Shoukang Hu,Fangzhou Hong,Tao Hu,Liang Pan,Haiyi Mei,Weiye Xiao,Lei Yang,Ziwei Liu
Abstract:3D human generation from 2D images has achieved remarkable progress through the synergistic utilization of neural rendering and generative models. Existing 3D human generative models mainly generate a clothed 3D human as an undetectable 3D model in a single pass, while rarely considering the layer-wise nature of a clothed human body, which often consists of the human body and various clothes such as underwear, outerwear, trousers, shoes, etc. In this work, we propose HumanLiff, the first layer-wise 3D human generative model with a unified diffusion process. Specifically, HumanLiff firstly generates minimal-clothed humans, represented by tri-plane features, in a canonical space, and then progressively generates clothes in a layer-wise manner. In this way, the 3D human generation is thus formulated as a sequence of diffusion-based 3D conditional generation. To reconstruct more fine-grained 3D humans with tri-plane representation, we propose a tri-plane shift operation that splits each tri-plane into three sub-planes and shifts these sub-planes to enable feature grid subdivision. To further enhance the controllability of 3D generation with 3D layered conditions, HumanLiff hierarchically fuses tri-plane features and 3D layered conditions to facilitate the 3D diffusion model learning. Extensive experiments on two layer-wise 3D human datasets, SynBody (synthetic) and TightCap (real-world), validate that HumanLiff significantly outperforms state-of-the-art methods in layer-wise 3D human generation. Our code will be available at <a class="link-external link-https" href="https://skhu101.github.io/HumanLiff" rel="external noopener nofollow">this https URL</a>.
What problem does this paper attempt to address?
The problem that this paper attempts to solve is how to more finely control the generation of different levels of clothing when generating 3D clothed humans. Existing 3D human generation models usually generate a human model wearing complete clothing all at once, and rarely consider the layering of human clothing, such as underwear, outerwear, pants, shoes, etc. This one - time generation method has certain limitations when users hope to control the generation process of each level. For example, in virtual reality (VR) or augmented reality (AR) applications, users may want to create game characters layer by layer, first generate a basically clothed human body, and then gradually select or generate pants, tops, and shoes, etc.

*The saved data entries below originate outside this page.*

PR #26789, opened 2024-01-24
chore(RESOURCES): fix markdown for table formatting

qleroy:
Just fixing markdown to restore the preview !


john-bodley:
Thanks @qleroy. I believe the table is auto-formatted via IDEs, which typically makes markdown tables more readable. What do you mean by preview?

qleroy:
I just removed the last bit `|---|` on line 2
which was added by mistake some time ago.
It breaks the formatting and you cannot preview it as a table, for example on GitHub.

john-bodley:
@qleroy would you mind running `tox -e pre-commit` locally? I _believe_ that `prettier` will reformat the table so that the columns are aligned. 

cc @michael-s-molina

qleroy:
Will try.
Sorry for the confusion but the problem is not so the formatting but the additional column `|---|` only on line 2 that breaks the whole table

qleroy:
Cc @sfirke

sfirke (approved):
LGTM!  I like how the "before" is all messed up and many screens long and then the "after" is a table again 😁

sfirke:
@john-bodley here is how this .md page is rendering currently:
image

thanks @qleroy for the fix!

sfirke:
Just confirmed that it's rendering correctly again:

image

michael-s-molina:
@sfirke We should commit using the same output generated by pre-commit. If it's generating this weird preview, we need to fix the formatter. The problem of committing a manually generated format is that every time this file is touched and formatted by pre-commit, we'll get a diff.

john-bodley:
@sfirke my comment was related to how the table presented pre-rendering. There's auto-formatters which add whitespace to ensure that the columns align which help when reading the table in an IDE.

I realize that the fix addressed an issue with the markdown structure, but it augmented the formatting and thus whitespace is no longer preserved.

sfirke:
Oops, sorry this wasn't the proper structural fix. I don't completely follow the correct way to address this but would like to learn, maybe by looking at a PR that does it?

I am unfamiliar with maintaining a table like this, I had just noticed it was broken and put out a call in Slack asking for a fix from the community.

qleroy:
I just checked that the pre-commit hooks pass and pre-commit outputs the same file.
I my fix-md-formatting branch, the first commit that removes `|---|` is necessary, the second way removing whitespace is not necessary and pre-commit ignores the difference as well
Screenshot 2024-01-25 at 21 38 10


```
tox -e pre-commit
pre-commit: commands[0]> pre-commit run --all-files
auto-walrus..............................................................Passed
pyupgrade................................................................Passed
pycln....................................................................Passed
isort....................................................................Passed
mypy.....................................................................Passed
pip-compile-multi verify.................................................Passed
check docstring is first.................................................Passed
check for added large files..............................................Passed
check yaml...............................................................Passed
debug statements (python)................................................Passed
fix end of files.........................................................Passed
trim trailing whitespace.................................................Passed
black....................................................................Passed
prettier.................................................................Passed
Blacklist................................................................Passed
```

Issue #1918, opened 2017-01-06
Field "Created by" is html and it's improperly rendered


0x0ece:
### Superset version
0.15.1 and master

### Expected results
values in "Changed by" should be links

### Actual results
values in "Changed by" are texts e.g. '<a href="/superset/profile/emanuele/">Emanuele Cesena</a>'

### Steps to reproduce
Got to the url /druiddatasourcemodelview/list/
(note: this works fine with the Creator, e.g. in the list of dashboards)

xrmx:
This looks like an easy patch, care to open a pull request?

0x0ece:
I'd love to, but I spent quite some time and didn't really figured out the whole path from the header definition to the react rendering.
 
Maybe @ascott can chime in and give me a hint?

ascott:
looks like a Flask App Builder template issue. i think the fix may be to add the `safe` filter here where the column value is rendered: 
https://github.com/ascott/superset/blob/master/superset/templates/superset/fab_overrides/list_with_checkboxes.html#L69

http://stackoverflow.com/questions/12672469/how-to-render-html-content-with-jinja-using-flask#12673984

PR #1858, opened 2016-12-16
[sql lab] only show single run query button

ascott:
- show single run button rather than `Run Query` and `Run Async Query`
- if async is possible, run async, otherwise run sync
- move buttons to their own component

fixes this issue: https://github.com/airbnb/superset/issues/1819

**before**
screenshot 2016-12-16 13 40 52
screenshot 2016-12-16 13 41 03

**after**
screenshot 2016-12-16 13 28 25
screenshot 2016-12-16 13 27 54
run-selected

plz review @mistercrunch @vera-liu @bkyryliuk

PR #26794, opened 2024-01-24
chore(dependencies): bumping jinja2

rusackas:
### SUMMARY

Just another opportunistic bump. Fixes include:

Fix compiler error when checking if required blocks in parent templates are empty. [#1858](https://github.com/pallets/jinja/pull/1858)

xmlattr filter does not allow keys with spaces. GHSA-h5c8-rqwp-cp95

Make error messages stemming from invalid nesting of {% trans %} blocks more helpful. [#1918](https://github.com/pallets/jinja/pull/1918)

### ADDITIONAL INFORMATION

- [ ] Has associated issue:
- [ ] Required feature flags:
- [ ] Changes UI

### DIFF
--- a/requirements/base.txt
+++ b/requirements/base.txt
@@ -90,8 +90,6 @@ dnspython==2.1.0
     # via email-validator
 email-validator==1.1.3
     # via flask-appbuilder
-exceptiongroup==1.2.0
-    # via cattrs
 flask==2.2.5
     # via
     #   apache-superset
@@ -161,10 +159,7 @@ idna==3.2
     #   email-validator
     #   requests
 importlib-metadata==6.6.0
-    # via
-    #   apache-superset
-    #   flask
-    #   shillelagh
+    # via apache-superset
 importlib-resources==5.12.0
     # via limits
 isodate==0.6.0
@@ -355,9 +350,7 @@ tabulate==0.8.9
 typing-extensions==4.4.0
     # via
     #   apache-superset
-    #   cattrs
     #   flask-limiter
-    #   kombu
     #   limits
     #   shillelagh
 tzdata==2023.3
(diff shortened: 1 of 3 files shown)


mistercrunch (approved):

mistercrunch (changes requested):
Oh, I approved earlier but changed my mind after seeing now that you skip the what appears to be dysfunctional `pip-compile-multi` step (super slow, maybe never-ending?), wondering if that could lead to a future regression when re-generating. As far as I'm guessing, pip-compile does not look into the .txt file for input. I'd make sure to add the right rule in the corresponding `.in` file to prevent regression. Also that tool does do some hash checking and may fail for the next person...

villebro (approved):

rusackas:
@mistercrunch @villebro am I doing this right?

Ran pip-compile-multi --no-upgrade, and committed everything except where it replaced `.` with my local path to Superset.

michael-s-molina:
I wonder if we should run `pip-compile-multi --no-upgrade` on CI when dependency files change, and fail if there are differences between the output and what's being committed.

To solve this problem, the paper proposes **HumanLiff**, which is the first hierarchical 3D human generation model using the Diffusion Model. The main contributions of HumanLiff are as follows:
1. **Hierarchical 3D human generation**: Through the diffusion model, HumanLiff can generate the human body and its various layers of clothing step by step, allowing users to freely control the generation process of the human body and each layer of clothing.
2. **Tri - plane representation and tri - plane shift operation**: In order to reconstruct a more detailed 3D human model, the paper proposes a tri - plane representation (Tri - plane Representation) and a tri - plane shift operation (Tri - plane Shift). The tri - plane representation represents information in 3D space through three vertical planes, and the tri - plane shift operation divides each tri - plane into three sub - planes and moves these sub - planes, so that 3D points projected onto the same area can extract different features, thereby improving the detail expressiveness of the model.
3. **3D conditional fusion**: In order to better control the 3D generation process, HumanLiff fuses multi - scale 3D conditional features with the output of the diffusion UNet decoder layer by layer through a 3D conditional UNet encoder, ensuring the retention of the information of the previous layer of clothing during the generation process.
Through these innovations, the experimental results of HumanLiff on two hierarchical 3D human datasets - SynBody (synthetic dataset) and TightCap (real - world dataset) show that it is significantly superior to existing 3D GAN and diffusion model methods in the hierarchical 3D human generation task. This not only promotes the development of 3D human generation technology, but also provides new possibilities for personalized and interactive 3D content creation in practical applications.